Dec. 26th, 2012

clerics

Dec. 26th, 2012 07:29 pm
philippos42: Miss Tyra funny face (what?)
One of the crazy things about Dungeons and Dragons, that prevents it from being more generally adaptable to different settings, is its treatment of theology, and by extension, of religion. (Well, I haven't played D&D in years, and not the current edition, so in modern terms I guess I mean Pathfinder.)

In D&D, there are real, powerful gods, and clerics are connected to them. If you want a cult where the god is (like in real life) sort of unknown, an open question, D&D doesn't represent this well. I think Eberron tried to be more ambiguous, but most of the time, there are gods, they are definite, their existence just is.

So--a culture that venerates gods with no unambiguous reality? Non-standard.
An empire where the god is the dead father of the present empire, like Rome? Nope.
A cleric of a cult that venerates something that isn't really a god (like the Sun, or a dragon) or may not exist at all (like a legendary hero)--not a cleric in game terms.

Nope, D&D has its particular theological rules, and your particular campaign may be even tighter.

It's limiting, and something I ran up against when I started playing it, because divine casters were expected to have an affiliation with and outlook on the supernatural that I did not expect, and not to have views that seemed reasonable to me in fantasy worldbuilding.

Bleh.

Something that came back to mind after a discussion about the cult of Sol Invictus. Not Saturn & Jove, not Sol Invictus, not the divine Caesar, not Jesus Christ, had clerics quite like those in D&D--as far as I know.

Funny way to set up something that spawned so many variants and settings.

Good line

Dec. 26th, 2012 08:32 pm
"It's awesome when people manage to do stuff that doesn't come easily to them. Any stuff, any people."

Reply on a friend's dw.
I like Chicago Fire, but the way they're writing it, they're set up to write out most of the main cast by the end of the season. I mean, not just that anyone could be written off randomly, but it feels like we're watching some of these characters' last year on the job.

I think Casey (whose fiancée has already dropped off the show), the chief, and Otis are mostly in the clear--at the moment. (Though earlier this season Casey kind of attacked a cop, so maybe not.)

Hermann's always looking for a new way to make money and might just quit, Severide is hiding an injury that could cripple him, Dawson is the hothead (OK, so are Casey and Severide, kinda, but she's a hothead on the job), Shay gets sucked into Severide's and Dawson's problems and could lose her job because of them, Mills has a mother who wants him to quit (and fits the doomed nice guy trope), and Mouch...is out of shape. And last week Leon (who seemed pretty solid) did something that he's now really torn up about.

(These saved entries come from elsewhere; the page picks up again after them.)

PR #1035, opened 2026-06-29
Give Modal Component Variable Styles

### LINKED ISSUE #1018: Modal Component has Hardcoded Styles
Right now, the Modal component uses this code for its styling: `style={convertStyle($s?.['ui.dialog']) + addCSS}`
This allows CSS to be added but always uses the ui.dialog style instead of using the styling that is needed for that particular component.  If nothing else, the TextAppearanceSelector has the wrong background color currently.

TheNonPirate:
Closes #1018. The Modal component now has a property that allows its styling to be specified instead of being hardcoded, and each component that used the Modal now has its styling matching that of the native app. They were also moved inside the container div in +layout.svelte so they could use the CSS styling variables.

## Summary by CodeRabbit

* **Bug Fixes**
  * Updated dialogs and modals to use consistent, theme-based background styling for improved visual uniformity.
  * Refined text appearance controls so numeric font-size and line-height labels display more clearly.
* **Refactor**
  * Reorganized where popup dialogs render within the sidebar for a cleaner, more reliable layout.

### DIFF
--- a/src/lib/components/CollectionModal.svelte
+++ b/src/lib/components/CollectionModal.svelte
@@ -96,7 +96,7 @@
     function handleOk() {}
 </script>
 
-<Modal bind:this={modal} {id}>
+<Modal bind:this={modal} {id} styling={'background-color:var(--BackgroundColor);'}>
     <div class="text-center">
         <div class="overflow-y-auto max-h-[80vh] p-1 text-left">
             <CollectionList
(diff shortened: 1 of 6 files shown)


FyreByrd (changes requested):
Looks pretty good to me. Only thing I would change is to use the `$themes` store instead of `var(--RandomColor)` (sorry, this is partially on me for not fixing some of the other usage sooner)

TheNonPirate:
Where is the `$themes` store? I can't find any store called `$themes`. There is a themes variable exported from stores, but it's just an array of strings containing the 3 names of the themes.

FyreByrd:
> Where is the `$themes` store? I can't find any store called `$themes`. There is a themes variable exported from stores, but it's just an array of strings containing the 3 names of the themes.

`$themeColors` sorry

FyreByrd (approved):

Seriously, if this is a one-season show, they can have all the main characters lose their jobs by May. If it's not, seriously, did they give the whole cast one-year contracts? Everybody's set up to be able go at the end of the year.

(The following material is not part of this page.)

PR #998, opened 2026-06-15
Improve types for annotations and scripture view

FyreByrd:
I recommend rebase and merge, since these commits are not super closely related.

## Summary by CodeRabbit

At least it's a way to get drama for this season and foreshadow anyone leaving at the end of the season without it feeling random. Oddly, though, the one supporting character that already did have to leave the department did leave after a sudden random accident. And the way Hallie was written out was kind of out of left field too. (Then again, their departures help play off Severide and Dawson, and serve their arcs, so they're not totally left field thematically.)

So I don't know. Maybe this show goes for six years, and Dawson and Severide hold on all that time.